- Relator(a)
- Morgana de Almeida Richa
- Órgão julgador
- Subseção II Especializada em Dissídios Individuais
- Data do julgamento
- 18/04/2023
- Data de publicação
- 24/04/2023
TST – Recurso Ordinário em Ação Rescisória 0008568-31.2021.5.15.0000, Rel. Morgana de Almeida Richa, Subseção II Especializada em Dissídios Individuais, j. 18/04/2023, p. 24/04/2023
EMENTA: AGRAVO EM RECURSO ORDINÁRIO EM AÇÃO RESCISÓRIA SOB A ÉGIDE DO CPC/2015 . DOBRA DE FÉRIAS. ATRASO ÍNFIMO NO PAGAMENTO. APLICAÇÃO DA TESE FIRMADA PELO SUPREMO TRIBUNAL FEDERAL NO JULGAMENTO DA ADPF 501. IMPOSSIBILIDADE . PRETENSÃO RESCISÓRIA NÃO APARELHADA EM DISPOSITIVOS CONSTITUCIONAIS. ÓBICE DA SÚMULA 83, I, DO TST. 1. Trata-se de agravo interposto contra decisão monocrática que manteve o indeferimento da pretensão rescisória, à luz do entendimento consolidado na Súmula 83, I, do TST, ante a existência de interpretação controvertida à época de prolação do acórdão rescindendo.

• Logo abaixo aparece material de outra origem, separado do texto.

PR #127, opened 2024-02-05
scx_userland: Change WARNING to NOTICE

Decave:
Andrea pointed out that printing WARNING like this breaks CI. Let's just replace WARNING with NOTICE.

### DIFF
--- a/scheds/c/scx_userland.c
+++ b/scheds/c/scx_userland.c
@@ -321,7 +321,7 @@ static void print_example_warning(const char *sched)
 	const char *warning_fmt =
 		"**************************************************************************\n"
 		"\n"
-		"WARNING: %s is an example scheduler.\n"
+		"NOTICE: %s is an example scheduler.\n"
 		"\n"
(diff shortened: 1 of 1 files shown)


Decave:
@arighi Looks like we'd also need to remove the "timeout" keyword. Maybe a better solution would be to update the test script to have a set of schedulers that it only verifies can be loaded, and instead just makes sure it doesn't see "BPF program load failed"? Let me know what you think and I can send out a PR that does that

htejun (approved):

arighi:
@Decave yeah the "grep keywords" approach can potentially trigger some false positives. I was also considering to split stderr/stdout (with stderr containing the stderr of the scheduler + the kernel log) an grep the keywords only from the stderr of vng. In this way we should prevent the false positives coming from the scheduler's stdout.

arighi (approved):

arighi:
Something like #128, let's see if that works...

Decave:
Looks like https://github.com/sched-ext/scx/pull/128 did indeed work, so this can be closed. Thanks!

PR #128, opened 2024-02-05
ci: detect errors only from stderr

arighi:
Search for potential errors only in the kernel logs and the scheduler stderr.

In this way we can use "error keywords" in the scheduler's output without triggering false positives in the CI (see for example #127).

NOTE: this works, because virtme-ng, when executed in verbose mode, sends the kernel messages to stderr (together with the command's stderr) and it channels the command's stdout to the stdout of the host.


htejun (approved):

Decave (approved):
Heh, beat me to it! Thanks for the super quick turnaround

PR #129, opened 2024-02-06
Implement solution to infeasible weights problem

Decave:
As described in [this paper], there is an open problem in load balancing
called the "infeasible weights" problem. Essentially, the problem boils
down to the fact that a task with disproportionately high load can be
granted more CPU time than they can actually consume per their duty
cycle.

This patch implements a solution to that problem, wherein we apply the
algorithm described in this paper to adjust all infeasible weights in
the system down to a feasible wight that gives them their full duty
cycle, while allowing the remaining feasible tasks on the system to
share the remaining compute capacity on the machine.

[this paper]: https://drive.google.com/file/d/1fAoWUlmW-HTp6akuATVpMxpUpvWcGSAv/view?usp=drive_link

### DIFF
--- a/scheds/rust/scx_rusty/src/main.rs
+++ b/scheds/rust/scx_rusty/src/main.rs
@@ -815,7 +815,7 @@ impl<'a, 'b, 'c> LoadBalancer<'a, 'b, 'c> {
             loop {
                 let last_pushed = pushed;
 
-                // Pull from the most imbalaned to least.
+                // Pull from the most imbalanced to least.
                 let mut doms_to_pull = BTreeMap::<_, _>::new();
                 std::mem::swap(&mut self.doms_to_pull, &mut doms_to_pull);
                 let mut pull_doms = doms_to_pull.into_iter().rev().collect::<Vec<(_, _)>>();
--- a/scheds/rust/scx_rusty/src/main.rs
+++ b/scheds/rust/scx_rusty/src/main.rs
@@ -6,6 +6,9 @@ mod bpf_skel;
 pub use bpf_skel::*;
 pub mod bpf_intf;
 
+#[macro_use]
+extern crate static_assertions;
+
 use std::cell::Cell;
 use std::collections::BTreeMap;
 use std::collections::BTreeSet;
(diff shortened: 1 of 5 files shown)


Decave:
Updated to address bug where we'd sometimes fail to find an infeasible threshold.

scheds/rust/scx_rusty/src/main.rs
```diff
@@ -144,6 +147,12 @@ struct Opts {
     #[clap(short = 'K', long, default_value = "100.0")]
     kick_greedy_under: f64,
 
+    /// When the system's utilization is lower than this, ignore weights and
+    /// use only duty to make load balancing decisions. Advised to be at least
+    /// 100.0 to accommodate proper load distribution.
+    #[clap(short = 'L', long, default_value = "110.0")]
+    lb_dcycle_under: f64,
```
htejun, line 154: Does this need to be a user-visible parameter? When duty cycle sum is lower than what's needed to derive the solution, the algorithm actually is giving the right answer that everyone needs to be adjusted to the same weight. So, we can skip it if we know that there's gonna be no answer but I don't see what control users would want to have over it.

scheds/rust/scx_rusty/src/main.rs
```diff
@@ -563,46 +604,263 @@ impl<'a, 'b, 'c> LoadBalancer<'a, 'b, 'c> {
...
+        const WEIGHT_PER_BUCKET: f64 = bpf_intf::consts_LB_WEIGHT_PER_BUCKET as f64;
+        let (min_weight, _) = self.bucket_range(bucket);
+
+	// Use the mid-point of the bucket when determining weight
+        min_weight + (WEIGHT_PER_BUCKET / 2.0f64)
+    }
+
+    fn apply_infeas_threshold(&mut self,
+                             doms_dcycles_buckets: &[f64],
+                             infeas_thrsh: &f64) {
```
htejun, line 633: What's with taking a single value type as a reference and then cloning it? Is there some advantage for doing that?

htejun (approved):
I haven't followed each step but generally looks good to me. Left a couple minor comments.

scheds/rust/scx_rusty/src/main.rs
Decave: I agree. I added this based on prior conversations we had where I was under the impression that we wanted this to be similar to greedy threshold, etc. I don't think it makes sense for infeasible weights so I'll remove.

scheds/rust/scx_rusty/src/main.rs
Decave: Sorry, this is left over from a revision where I'd fall back to the caller. Thanks for noticing, will update.

PR #131, opened 2024-02-07
scx: Update vmlinux to use SCX_KICK_IDLE

htejun:
SCX_KICK_IDLE should make idle CPU wakeups by nooping out wakeups if the target CPU is known to be not idle. To use the new feature while not breaking the schedulers on older kernels, add CO-RE based compat wrapper.


arighi (approved):
Thanks for doing this! Looks good to me, I'll prep a new kernel and do some tests ASAP.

A matéria de fundo diz respeito à condenação na dobra de férias, com base em aplicação analógica do art. 137 da CLT, na hipótese de atraso ínfimo no pagamento da remuneração correspondente. 2. Conforme parte final da Súmula 408 do TST, " fundando-se a ação rescisória no art. 966, inciso V, do CPC de 2015 (art. 485, inciso V, do CPC de 1973), é indispensável expressa indicação, na petição inicial da ação rescisória, da norma jurídica manifestamente violada (dispositivo legal violado sob o CPC de 1973), por se tratar de causa de pedir da rescisória, não se aplicando, no caso, o princípio ' iura novit curia' ". 3. Na hipótese dos autos, a pretensão rescisória pautou-se exclusivamente em ofensa ao art. 137 da CLT e contrariedade à Súmula 450 do TST, por má-aplicação, sem qualquer menção a eventuais dispositivos constitucionais violados. 4. Plenamente aplicável, portanto, o óbice da Súmula 83, I, do TST, uma vez que, à época da prolação do acórdão rescindendo, ainda pendia de controvérsia a aplicação da penalidade celetista na hipótese de atraso ínfimo no pagamento da remuneração das férias. 5. Reitere-se sequer ter sido objeto de discussão, nestes autos, a questão da inconstitucionalidade da diretriz consolidada na Súmula 450 do TST, razão pela qual não há como determinar a aplicação imediata da tese fixada no julgamento da ADPF 501, uma vez que os dispositivos constitucionais que embasaram a decisão da Suprema Corte (afronta à legalidade e separação dos poderes) sequer foram invocados como fundamento rescisório nesta ação. Mantém-se a decisão recorrida. Agravo conhecido e desprovido . (Tribunal Superior do Trabalho (Subseção II Especializada em Dissídios Individuais). Acórdão: 0008568-31.2021.5.15.0000. Relator(a): MORGANA DE ALMEIDA RICHA. Data de julgamento: 18/04/2023. Juntado aos autos em 24/04/2023.)